They’re pointless questions, they’re brilliant, and some of them are all-out hilarious.
If I dropped a piece of bread, and someone else in China dropped a piece of bread… would that mean the world was a sandwich?
Before cell phones, we never had to ask anyone “Where are you?”
Most of my friends write full sentences in emojis… does that mean that English is reverting back to hieroglyphics?
The only instance where the word “incorrectly” isn’t spelled incorrectly is when you spell it incorrectly. This stresses me out.
The entire population on Mars is made up off robots.
The eagle is the American symbol for freedom… but most of the eagles I’ve seen live in the zoo.
What if a billionaire gave me .01% of his money? My life would change forever. He wouldn’t notice.
Teenagers drive too fast, and old people drive too slow.

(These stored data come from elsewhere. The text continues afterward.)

PR #2405, opened 2026-09-04
feat(ts-sdk, vault): add the Risky health-factor band

jonybur:
## Outcome

Vault users can distinguish positions close to liquidation from moderate risk.

## Change

- Below 1.0: Liquidatable. From 1.0 through 1.1: Risky. Above 1.1 through 2.0: Moderate. Above 2.0: Safe.
- The 2.0 display threshold applies across the vault app, including loan summaries and borrow, repay, and withdrawal reviews.
- The red borrow warning applies to Risky and Liquidatable projections.
- Collateral with no debt has a green health indicator. The Overview card shows Very Safe.
- A position with debt must have a health factor. Missing data cannot show a safe state.

## Safety

The 1.1 display threshold marks positions close to liquidation. The enforced borrowing floor stays at 1.05. Transaction checks and signing rules stay unchanged.

## Verification

Local SDK checks passed: build, 1,968 tests, and the WASM facade checks. All 3,758 vault unit tests passed. SDK and vault lint checks passed. API documentation was regenerated.

## Links

[Review discussions](https://github.com/babylonlabs-io/babylon-toolkit/pull/2405/files)


services/vault/src/applications/aave/components/LoanCard/Borrow/index.tsx
```diff
@@ -225,7 +225,9 @@ export function Borrow() {
   );
   const showAtRiskCallout =
     hasProjection &&
-    (projectedHealthStatus === "warning" || projectedHealthStatus === "danger");
+    (projectedHealthStatus === "risky" ||
```
gbarkhatov: **The "At risk of liquidation" callout widened from HF < 1.5 to HF <= 2.0, not just to the Risky band.**

This condition gains `risky`, but the `warning` arm stayed while `HEALTH_FACTOR_WARNING_THRESHOLD` moved 1.5 to 2.0 — so `warning` now spans (1.1, 2.0] and the callout fires across all of it.

Concretely: a borrow landing the user at a projected HF of 1.9 now renders `COPY.loans.atRiskOfLiquidation`, where before it was silent. The same PR paints that position amber "Moderate" on the risk card, so the two surfaces now disagree about whether 1.9 is worth warning about.

The description says the callout "now also covers the Risky band"; it in fact picked up the whole 1.5-2.0 range as well. That works against this PR's own goal of making the red warning mean something.

Gating on `"risky" || "danger"` — the two red bands — would match the stated intent. Alternatively give the callout its own constant rather than borrowing the display threshold, since the two are now answering different questions.

packages/babylon-ts-sdk/src/tbv/integrations/aave/constants.ts
```diff
@@ -54,10 +54,17 @@ export const AAVE_BASE_CURRENCY_RAY_DECIMALS = 53;
...
  */
-export const HEALTH_FACTOR_WARNING_THRESHOLD = 1.5;
+export const HEALTH_FACTOR_RISKY_THRESHOLD = 1.1;
+
+/**
+ * Health factor warning threshold.
+ * A position above HEALTH_FACTOR_RISKY_THRESHOLD and up to and including this
+ * value is "warning". A position above this value is "safe".
+ */
+export const HEALTH_FACTOR_WARNING_THRESHOLD = 2.0;
```
gbarkhatov, line 67: **Moving this 1.5 to 2.0 recolors six surfaces beyond the risk card, and the description names only the card.**

This constant is the sole input to the `warning` band, and `getHealthFactorColor` (warning to amber) is consumed by `LoansSummary.tsx:47`, `VaultsSummaryCard.tsx:49`, `Liquidations/PositionOverview.tsx:40`, `BorrowMetricsCard.tsx:57`, `RepayDetailsCard.tsx:37` and `WithdrawFlow/HealthFactorDelta.tsx:28`.

A depositor sitting at HF 1.8 who has changed nothing sees green flip to amber on all six next load. The withdraw review is the sharpest case: at a projected HF of 1.5 the number now renders amber while `withdrawEligibility.ts` still shows no at-risk text, because that gates on 1.1 — so the user gets a warning colour with no accompanying explanation.

None of this is necessarily wrong; it may be exactly what's wanted. But if 2.0 is meant only as the Overview card's Moderate/Safe seam, the card should read a card-local constant. If it is meant globally, worth saying so in the description so the other five surfaces get looked at deliberately.

packages/babylon-ts-sdk/src/tbv/integrations/aave/utils/healthFactor.ts
```diff
@@ -29,7 +40,8 @@ export function getHealthFactorStatus(
   if (!hasDebt) return "no_debt";
   if (healthFactor === null) return "safe";
```
gbarkhatov: **A debt-bearing position whose health factor is null renders the most reassuring state on the screen.**

This line is pre-existing, but it sits in this PR's hunk and the band set is being reworked around it, so it's the moment to look at it. `null` with `hasDebt` true returns `"safe"`, and `getRiskDisplayState` then maps `safe` + null to `"verySafe"` — green, with the infinity glyph.

This is not an unreachable defensive branch. The only production caller, `useAaveUserPosition.ts`, derives `healthFactor` from `accountData.borrowCount > 0n` but `hasDebt` from `debtValueUsd > 0` — two different on-chain fields. Whenever they disagree, this branch is what runs, and the user with debt is told they are Very Safe. `healthFactor.test.ts` currently pins that reassuring answer as expected behaviour.

The no-silent-fallbacks rule in `CLAUDE.md` is aimed squarely at this: absence of a required value is an error, not a reason to default. An `unknown` member in the status union, or surfacing the absence, would say what is actually known.

packages/babylon-ts-sdk/src/tbv/integrations/aave/constants.ts
```diff
@@ -54,10 +54,17 @@ export const AAVE_BASE_CURRENCY_RAY_DECIMALS = 53;
 export const WAD_DECIMALS = 18;
 
 /**
- * Health factor warning threshold
- * Positions below this are considered at risk of liquidation
+ * Health factor risky threshold.
+ * A position from 1.0 up to and including this value is "risky".
  */
-export const HEALTH_FACTOR_WARNING_THRESHOLD = 1.5;
+export const HEALTH_FACTOR_RISKY_THRESHOLD = 1.1;
```
gbarkhatov, line 60: **The Risky band overlaps the range the app still lets you borrow into, so the stated rationale doesn't quite hold.**

The description justifies 1.1 on the grounds that such a position "cannot borrow more", but `MIN_HEALTH_FACTOR_FOR_BORROW` is still 1.05 and is the only enforced floor. A position at HF 1.06-1.10 is therefore labelled red "Risky" and is still allowed to borrow — and `calculateMaxBorrowTokens` will size "Max" down into that band by design, so the primary borrow affordance produces a position the UI immediately flags red.

Two ways out, and they differ in intent rather than correctness: pin the risky threshold to the borrow floor so label and gate agree, or keep 1.1 and record the real reason for it in the JSDoc, which currently gives none. The second is fine — it just shouldn't be the "cannot borrow more" reason, because that one is checkable and doesn't hold.

services/vault/src/components/simple/RiskSection/railLayout.ts
```diff
@@ -19,7 +20,7 @@ export function getRiskDisplayState(
   if (!hasPosition) return "noPosition";
   switch (status) {
     case "no_debt":
```
gbarkhatov, line 22: **Remapping `no_debt` to `verySafe` makes the risk card disagree with every other surface for the same position.**

`getHealthFactorColor("no_debt")` still returns `HEALTH_FACTOR_COLORS.GRAY` in `healthFactorDisplay.ts`, and that file is untouched here. Before this change both sides read as muted and agreed; this line creates the divergence.

So collateral with no loan now renders a green infinity card on the Overview and a gray heart in `LoansSummary` and `VaultsSummaryCard` — same position, same instant, two different readings of how safe it is.

Returning `GREEN` for `no_debt` in `getHealthFactorColor` would bring them back into line. Leaving the risk card muted would too. Either is fine; the split is the problem.

services/vault/src/components/simple/RiskSection/RiskPriceRail.tsx
```diff
@@ -104,7 +104,7 @@ export function RiskPriceRail({
     Math.abs(currentPct - liquidationPct) >= GAP_MIN_SEPARATION_PCT;
 
   const currentRingClass =
-    state === "liquidatable"
+    state === "liquidatable" || state === "risky"
```
gbarkhatov: **Non-exhaustive ternary whose fallback is the safest colour.**

Adding `risky` required a hand edit here precisely because the chain ends in a catch-all `"border-risk-green"`. Any future `RiskDisplayState` gets a green ring on a possibly-liquidatable position, with no compile error to catch it.

`RiskSection.tsx` already does this the safe way in the same PR: `Record<RiskDisplayState, ...>` turns a missed state into a build failure. The same shape here — a `Record<RiskDisplayState, string>` ring map — would make the next band addition impossible to get wrong.

It already disagrees with itself, which is the tell: `noPosition` falls through to a green ring while `STATE_STYLE.noPosition` paints the label muted.

packages/babylon-ts-sdk/src/tbv/integrations/aave/utils/healthFactor.ts
```diff
@@ -54,8 +66,9 @@ export function getHealthFactorStatusFromValue(
  * **Formula:** `HF = (Collateral × Liquidation Threshold) / Total Debt`
  *
  * Health factor determines liquidation risk:
- * - `>= 1.5` - Safe (green)
- * - `1.0 - 1.5` - Warning (amber)
+ * - `> 2.0` - Safe (green)
+ * - `1.1 - 2.0` - Warning (amber)
```
gbarkhatov: **The published band table is ambiguous at exactly the two boundaries this PR exists to create.**

`1.1 - 2.0` Warning and `1.0 - 1.1` Risky both claim 1.1, and `> 2.0` against `1.1 - 2.0` leaves 2.0 unclear. The code is unambiguous — 1.1 is Risky, 2.0 is Warning — but the prose isn't.

It matters more than a normal comment nit because this block is what typedoc emits, so the ambiguity is reproduced verbatim in `docs/api/integrations/aave.md` and in the hand-maintained table in `docs/integrations/aave/README.md`.

The module header at the top of this same file already gets it right, with "up to and including". Reusing that wording here and re-running `docs:clean` would carry the fix into both generated docs.

services/vault/src/applications/aave/utils/healthFactorDisplay.ts
```diff
@@ -20,6 +20,7 @@ export function getHealthFactorColor(
       return HEALTH_FACTOR_COLORS.GREEN;
     case "warning":
       return HEALTH_FACTOR_COLORS.AMBER;
+    case "risky":
```
gbarkhatov, line 24: **The new `risky` colour branch has no test.**

`__tests__/healthFactorDisplay.test.ts` contains no reference to `getHealthFactorColor` at all — it covers only `formatHealthFactor`. The switch is TS-exhaustive, so the case can't be silently dropped, which caps how bad this can get; but it's a new colour branch on a liquidation-warning surface with no behavioural coverage.

One line closes it: `expect(getHealthFactorColor("risky")).toBe(HEALTH_FACTOR_COLORS.RED)`.

services/vault/src/components/simple/RiskSection/railLayout.ts
```diff
@@ -48,8 +51,8 @@ const MAX_TICKS = 8;
 // the liquidation price and green at the price clearing the safe threshold.
 // Far from liquidation that ramp collapses to a hairline, hence the minimum —
 // which trades truthfulness for legibility: once it engages the stops no longer
-// mark the HF bands. At HF 9 ($63,488 / $6,962) the honest green stop is 5.3%
-// but lands at 45.3%, so ~40pp of rail reads amber for comfortably safe prices.
+// mark the HF bands. At HF 9 ($63,488 / $6,962) the honest green stop is 10.3%
+// but lands at 45.3%, so ~35pp of rail reads amber for comfortably safe prices.
```
gbarkhatov: Minor: the gradient's dependence on the warning threshold is pinned by nothing.

This comment's worked example is rewritten 5.3% to 10.3% because the green stop is `liquidationPriceUsd * HEALTH_FACTOR_WARNING_THRESHOLD`, but the only covering test asserts `greenStop - redStop >= 45`, which `GRADIENT_MIN_RAMP_PCT` guarantees for any threshold value at all.

So the stop could be wired to 1.5, 2.0 or 5.0 and every test would still pass — the comment is currently the only record of the coupling, and comments drift. One case where the min-ramp doesn't engage, asserting the green stop lands on `liquidation * HEALTH_FACTOR_WARNING_THRESHOLD`, would pin it.

packages/babylon-ts-sdk/src/tbv/integrations/aave/utils/healthFactor.ts
```diff
@@ -29,7 +40,8 @@ export function getHealthFactorStatus(
   if (!hasDebt) return "no_debt";
   if (healthFactor === null) return "safe";
   if (healthFactor < 1.0) return "danger";
```
gbarkhatov, line 44: Nit, and only because this is the PR that made its neighbours constants: the two lines below now read `HEALTH_FACTOR_RISKY_THRESHOLD` and `HEALTH_FACTOR_WARNING_THRESHOLD`, while this one hardcodes `1.0`.

Unlike those two, `1.0` isn't a product choice — it's Aave's protocol liquidation rule, which is arguably the one of the three most worth naming. A `HEALTH_FACTOR_LIQUIDATION_THRESHOLD` constant would document where it comes from and why it, unlike the others, is not ours to tune.

gbarkhatov (approved):
Combo review — three independent passes, deduped and verified against the PR head.

**No merge-blockers, and the core of the change is correct.** The band operators are right at all four boundaries — `< 1.0` danger, `<= 1.1` risky, `<= 2.0` warning, else safe — which matches the description exactly, and the tests pin all four seams for both entry points. That was the likeliest place for this PR to be wrong and it isn't.

What the findings are about is blast radius rather than banding. Two of them are worth a decision before merge: the `HEALTH_FACTOR_WARNING_THRESHOLD` move from 1.5 to 2.0 is described as a risk-card change, but it is the sole input to the `warning` band and so recolors six other surfaces and widens the borrow screen's "At risk of liquidation" callout to a range the same PR paints amber "Moderate". Neither is a defect exactly — they may be intended — but the description names only the risk card, so they would land unreviewed.

### Refuted

Raised by one of the passes and killed on verification:

- **"Off-by-one at a band boundary."** The code places HF 1.0 and 1.1 in Risky, 2.0 in Warning, 2.01 in Safe — the description's five boundaries exactly. `getHealthFactorStatusFromValue` delegates to `getHealthFactorStatus`, so the two entry points cannot drift.
- **"The `docs:clean` regeneration is partial."** Reading the committed `docs/api/integrations/aave.md`: it carries the new union member, a full `HEALTH_FACTOR_RISKY_THRESHOLD` section, `HEALTH_FACTOR_WARNING_THRESHOLD: 2 = 2.0`, and JSDoc matching `constants.ts` character-for-character. No stale `1.5` survives anywhere in the docs.
- **"`COPY.risk.status.noPosition` is now orphaned dead copy."** The `!hasPosition` branch in `getRiskDisplayState` still returns `"noPosition"`, and `RiskSection.test.tsx` still exercises it.
- **Anchor error, substance kept.** Two passes placed `getRiskDisplayState` in `healthFactorDisplay.ts`. It lives in `railLayout.ts`; the finding below is re-anchored there.

### Verified clean

- The threshold move is **display-only**. `validateBorrowAction`, `validateBorrowPreSign`, `withdrawEligibility` and `calculateMaxBorrowTokens` all compare numerically against `MIN_HEALTH_FACTOR_FOR_BORROW` / `WITHDRAW_HF_BLOCK_THRESHOLD`, never against a status string. No money-moving path changes.
- Every status-to-color consumer routes through the single TS-exhaustive `getHealthFactorColor` switch. There is no second, unupdated status map in `services/vault/src`.
- No band became unreachable: `HEALTH_FACTOR_HEALTHY_THRESHOLD` is 50, so `safe` still covers (2.0, 50] and `verySafe` covers > 50.
- Copy is compliant: `risky: "Risky"` sits in `copy.ts` alongside its siblings, sentence-case, with no new inlined string in a component.
- No registered critical path is touched, and `services/vault/SECURITY_MODEL.md` carries no invariant bearing on display banding.

**CI caveat worth stating:** `verify` is red for a reason unrelated to this PR — `DepositForm.splitUnavailable.test.tsx:64` sets `hasUnconfirmedBalanceOnly`, which is not a field of `DepositAmountState`; that file is in no PR's changed-file list and the error reproduces on `main` at `8133b2b9e`. The consequence here is specific: the build aborted before this PR's type-check, unit tests, **or the `docs:clean` staleness diff** ever ran. The docs check above is mine, by hand, not CI's.

gbarkhatov (dismissed):

services/vault/src/applications/aave/components/LoanCard/Borrow/index.tsx
jonybur: The callout now applies only to Risky and Liquidatable projections. The Moderate band keeps its amber display without the red warning.

packages/babylon-ts-sdk/src/tbv/integrations/aave/constants.ts
jonybur: The 2.0 threshold applies to all health-factor displays. The description now names the loan summaries and borrow, repay, and withdrawal reviews. The numeric transaction limits stay unchanged.

packages/babylon-ts-sdk/src/tbv/integrations/aave/utils/healthFactor.ts
jonybur: A debt-bearing position with a missing health factor now raises an error. The position hook uses totalDebtValueRay for both debt detection and health-factor availability. The existing missing-value test now checks the error.

packages/babylon-ts-sdk/src/tbv/integrations/aave/constants.ts
jonybur: The 1.1 threshold marks positions close to liquidation. It is independent of the 1.05 borrowing floor. The JSDoc and description now state that distinction.

services/vault/src/components/simple/RiskSection/railLayout.ts
jonybur: The no_debt status now uses green on the shared health-factor displays. This matches the Overview card.

services/vault/src/components/simple/RiskSection/RiskPriceRail.tsx
jonybur: The marker colors now use an exhaustive Record. The no-position marker and rail use the neutral display.

packages/babylon-ts-sdk/src/tbv/integrations/aave/utils/healthFactor.ts
jonybur: The tables now say > 1.1 and <= 2.0 for Moderate, and >= 1.0 and <= 1.1 for Risky. The API docs were regenerated.

services/vault/src/applications/aave/utils/healthFactorDisplay.ts
jonybur: The color test now checks Risky in red and no debt in green.

services/vault/src/components/simple/RiskSection/railLayout.ts
jonybur: The rail test now checks both exact stops where the minimum ramp does not apply. With liquidation at 60,000, the green stop must represent 120,000.

packages/babylon-ts-sdk/src/tbv/integrations/aave/utils/healthFactor.ts
jonybur: The fixed 1.0 protocol boundary stays inline to keep this change small. Its meaning is already stated in the module documentation and pinned by the boundary tests. The product display thresholds remain separate constants.

gbarkhatov (approved):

One of them acts like they are running out of time, and the other acts like they have all the time in the world.
Thinking about joining a gym… I wonder if I could find one that charged me money for every day I don’t go?
Trying to become wealthy by winning the lottery is like trying to commit suicide on a commercial airplane.
Is every potato a mashed potato in my stomach?
Every year that goes by, history class literally becomes harder and longer.
Were there any uncooked lobsters on the Titanic?
Speaking of lobsters, when compared to scorpions, lobsters might as well be mermaids.
Why can’t you text 911? Especially if you’re in a dangerous situation where you can’t make noise.
Why is a small amount of hair called “hairs”… but a large amount of hair called “hair?”